Brief ->
Please repeat the lines below, exactly and only, from the one that holds "[Self-service error codes]" through the one that holds "import com.daml.error._".

[Dataset entries]
-=-=-=-=-

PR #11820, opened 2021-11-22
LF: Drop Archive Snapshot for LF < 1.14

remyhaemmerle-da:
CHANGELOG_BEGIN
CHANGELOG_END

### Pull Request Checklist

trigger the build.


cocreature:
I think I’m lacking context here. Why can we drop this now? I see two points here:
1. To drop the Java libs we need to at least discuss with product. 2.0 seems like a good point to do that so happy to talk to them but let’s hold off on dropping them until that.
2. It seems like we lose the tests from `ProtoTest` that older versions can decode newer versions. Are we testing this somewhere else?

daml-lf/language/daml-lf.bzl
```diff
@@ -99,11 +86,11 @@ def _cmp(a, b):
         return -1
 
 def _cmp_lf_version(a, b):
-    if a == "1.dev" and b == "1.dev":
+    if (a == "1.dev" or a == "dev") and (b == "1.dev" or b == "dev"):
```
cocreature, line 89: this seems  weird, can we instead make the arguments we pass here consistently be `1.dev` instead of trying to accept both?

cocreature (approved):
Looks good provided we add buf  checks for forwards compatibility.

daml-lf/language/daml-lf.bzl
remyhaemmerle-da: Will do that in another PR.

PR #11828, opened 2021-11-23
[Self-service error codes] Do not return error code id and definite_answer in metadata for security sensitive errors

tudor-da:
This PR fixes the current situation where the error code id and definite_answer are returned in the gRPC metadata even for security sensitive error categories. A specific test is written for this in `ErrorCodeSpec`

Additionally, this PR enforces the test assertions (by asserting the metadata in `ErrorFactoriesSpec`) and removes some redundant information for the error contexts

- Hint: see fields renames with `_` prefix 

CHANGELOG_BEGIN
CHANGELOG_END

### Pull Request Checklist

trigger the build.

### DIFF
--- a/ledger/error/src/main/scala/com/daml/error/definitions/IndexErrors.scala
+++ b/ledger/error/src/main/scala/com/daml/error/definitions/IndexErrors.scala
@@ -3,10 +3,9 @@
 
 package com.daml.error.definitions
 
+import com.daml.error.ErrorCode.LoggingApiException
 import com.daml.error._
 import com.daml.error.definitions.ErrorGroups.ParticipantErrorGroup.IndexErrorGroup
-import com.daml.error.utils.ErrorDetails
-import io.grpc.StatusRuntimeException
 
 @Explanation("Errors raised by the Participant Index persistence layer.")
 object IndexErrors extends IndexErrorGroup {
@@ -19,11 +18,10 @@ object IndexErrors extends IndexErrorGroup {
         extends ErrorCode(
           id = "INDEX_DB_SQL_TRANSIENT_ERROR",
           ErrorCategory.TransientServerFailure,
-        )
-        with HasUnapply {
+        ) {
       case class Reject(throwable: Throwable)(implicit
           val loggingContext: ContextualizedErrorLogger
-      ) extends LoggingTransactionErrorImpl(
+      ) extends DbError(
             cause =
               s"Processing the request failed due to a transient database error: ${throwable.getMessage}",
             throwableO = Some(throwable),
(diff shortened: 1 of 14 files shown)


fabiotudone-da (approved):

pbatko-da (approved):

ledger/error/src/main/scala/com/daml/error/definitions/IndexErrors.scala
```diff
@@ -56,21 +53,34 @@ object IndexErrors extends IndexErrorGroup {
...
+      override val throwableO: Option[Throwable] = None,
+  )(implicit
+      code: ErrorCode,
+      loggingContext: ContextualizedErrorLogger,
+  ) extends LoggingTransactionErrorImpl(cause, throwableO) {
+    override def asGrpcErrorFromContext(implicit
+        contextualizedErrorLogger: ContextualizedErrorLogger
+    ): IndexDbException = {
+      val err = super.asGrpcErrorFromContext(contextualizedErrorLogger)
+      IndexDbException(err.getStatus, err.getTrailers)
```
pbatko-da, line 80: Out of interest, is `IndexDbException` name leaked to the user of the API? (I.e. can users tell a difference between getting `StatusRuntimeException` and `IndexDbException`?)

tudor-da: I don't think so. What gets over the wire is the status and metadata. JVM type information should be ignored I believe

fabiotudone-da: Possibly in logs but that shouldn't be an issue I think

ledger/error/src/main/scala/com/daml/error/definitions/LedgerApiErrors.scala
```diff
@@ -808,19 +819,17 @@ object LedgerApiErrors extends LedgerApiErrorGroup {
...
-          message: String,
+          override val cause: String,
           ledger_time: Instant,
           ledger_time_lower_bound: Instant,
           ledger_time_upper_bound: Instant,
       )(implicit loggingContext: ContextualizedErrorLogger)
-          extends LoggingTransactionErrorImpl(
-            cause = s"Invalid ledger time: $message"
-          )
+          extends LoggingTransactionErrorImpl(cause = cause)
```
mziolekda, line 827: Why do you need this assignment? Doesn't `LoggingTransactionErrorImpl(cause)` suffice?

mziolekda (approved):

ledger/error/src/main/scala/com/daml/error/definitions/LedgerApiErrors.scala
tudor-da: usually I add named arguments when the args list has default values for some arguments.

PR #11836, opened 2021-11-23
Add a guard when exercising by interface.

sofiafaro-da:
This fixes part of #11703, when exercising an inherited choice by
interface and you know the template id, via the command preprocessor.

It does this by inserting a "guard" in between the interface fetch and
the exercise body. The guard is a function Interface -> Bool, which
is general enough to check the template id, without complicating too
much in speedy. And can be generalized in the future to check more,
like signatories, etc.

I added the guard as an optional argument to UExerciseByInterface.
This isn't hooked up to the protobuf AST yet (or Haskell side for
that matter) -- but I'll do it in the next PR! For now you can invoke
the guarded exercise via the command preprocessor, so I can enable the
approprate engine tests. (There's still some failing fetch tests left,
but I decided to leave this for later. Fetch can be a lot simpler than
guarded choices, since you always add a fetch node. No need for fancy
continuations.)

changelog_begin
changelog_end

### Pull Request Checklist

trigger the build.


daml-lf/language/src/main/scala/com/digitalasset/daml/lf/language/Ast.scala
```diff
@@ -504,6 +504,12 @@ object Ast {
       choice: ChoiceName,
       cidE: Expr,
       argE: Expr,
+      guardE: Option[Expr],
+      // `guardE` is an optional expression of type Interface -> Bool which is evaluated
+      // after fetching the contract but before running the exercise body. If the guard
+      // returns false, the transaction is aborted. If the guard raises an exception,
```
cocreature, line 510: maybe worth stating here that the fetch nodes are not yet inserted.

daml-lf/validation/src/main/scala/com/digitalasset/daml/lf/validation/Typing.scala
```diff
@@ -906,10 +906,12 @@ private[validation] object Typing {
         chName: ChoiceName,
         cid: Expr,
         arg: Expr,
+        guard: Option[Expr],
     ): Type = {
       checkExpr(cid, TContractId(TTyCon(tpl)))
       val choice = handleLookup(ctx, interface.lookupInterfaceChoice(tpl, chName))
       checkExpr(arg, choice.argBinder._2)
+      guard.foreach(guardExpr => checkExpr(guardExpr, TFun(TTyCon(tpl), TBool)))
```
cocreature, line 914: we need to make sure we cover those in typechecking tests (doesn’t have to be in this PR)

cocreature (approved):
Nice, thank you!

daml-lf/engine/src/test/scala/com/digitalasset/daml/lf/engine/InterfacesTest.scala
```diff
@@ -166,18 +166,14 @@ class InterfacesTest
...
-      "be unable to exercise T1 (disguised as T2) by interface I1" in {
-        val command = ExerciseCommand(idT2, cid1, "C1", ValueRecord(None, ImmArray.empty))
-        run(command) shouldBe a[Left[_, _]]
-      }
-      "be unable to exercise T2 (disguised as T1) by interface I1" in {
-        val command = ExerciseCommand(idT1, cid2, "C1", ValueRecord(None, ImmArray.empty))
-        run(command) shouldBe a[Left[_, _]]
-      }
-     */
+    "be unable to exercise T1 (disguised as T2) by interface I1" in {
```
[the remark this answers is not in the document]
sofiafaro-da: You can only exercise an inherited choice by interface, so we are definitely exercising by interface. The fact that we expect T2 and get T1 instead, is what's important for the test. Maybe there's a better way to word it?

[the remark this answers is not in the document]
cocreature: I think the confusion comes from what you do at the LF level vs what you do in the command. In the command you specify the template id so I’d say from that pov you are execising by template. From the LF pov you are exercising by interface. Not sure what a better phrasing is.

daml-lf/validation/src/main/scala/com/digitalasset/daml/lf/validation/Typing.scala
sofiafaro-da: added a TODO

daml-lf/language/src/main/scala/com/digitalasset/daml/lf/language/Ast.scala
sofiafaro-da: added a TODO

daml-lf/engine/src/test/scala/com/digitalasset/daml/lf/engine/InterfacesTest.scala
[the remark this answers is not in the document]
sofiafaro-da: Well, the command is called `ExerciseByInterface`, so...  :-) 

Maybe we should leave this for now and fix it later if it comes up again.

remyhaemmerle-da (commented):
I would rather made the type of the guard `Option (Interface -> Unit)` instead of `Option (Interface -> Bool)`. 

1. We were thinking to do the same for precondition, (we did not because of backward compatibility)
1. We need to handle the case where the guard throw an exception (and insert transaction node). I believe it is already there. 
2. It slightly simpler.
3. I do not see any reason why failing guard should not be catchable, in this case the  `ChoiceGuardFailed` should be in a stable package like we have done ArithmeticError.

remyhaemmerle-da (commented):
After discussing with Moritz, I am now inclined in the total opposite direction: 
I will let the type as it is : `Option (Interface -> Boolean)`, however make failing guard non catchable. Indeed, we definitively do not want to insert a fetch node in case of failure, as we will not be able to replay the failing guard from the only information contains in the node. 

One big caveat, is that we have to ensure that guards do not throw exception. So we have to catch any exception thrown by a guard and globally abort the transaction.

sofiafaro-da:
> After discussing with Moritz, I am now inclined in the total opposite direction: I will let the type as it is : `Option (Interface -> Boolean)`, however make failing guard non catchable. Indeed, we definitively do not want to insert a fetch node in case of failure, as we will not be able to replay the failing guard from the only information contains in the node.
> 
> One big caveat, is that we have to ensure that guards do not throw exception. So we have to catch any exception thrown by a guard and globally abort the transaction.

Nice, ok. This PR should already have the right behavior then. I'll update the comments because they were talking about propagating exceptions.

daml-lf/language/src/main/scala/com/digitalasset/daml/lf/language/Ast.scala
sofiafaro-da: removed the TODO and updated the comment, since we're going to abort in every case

-=-=-=-=-

Response for this exercise ->
[Self-service error codes] Do not return error code id and definite_answer in metadata for security sensitive errors

tudor-da:
This PR fixes the current situation where the error code id and definite_answer are returned in the gRPC metadata even for security sensitive error categories. A specific test is written for this in `ErrorCodeSpec`

Additionally, this PR enforces the test assertions (by asserting the metadata in `ErrorFactoriesSpec`) and removes some redundant information for the error contexts

- Hint: see fields renames with `_` prefix 

CHANGELOG_BEGIN
CHANGELOG_END

### Pull Request Checklist

trigger the build.

### DIFF
--- a/ledger/error/src/main/scala/com/daml/error/definitions/IndexErrors.scala
+++ b/ledger/error/src/main/scala/com/daml/error/definitions/IndexErrors.scala
@@ -3,10 +3,9 @@
 
 package com.daml.error.definitions
 
+import com.daml.error.ErrorCode.LoggingApiException
 import com.daml.error._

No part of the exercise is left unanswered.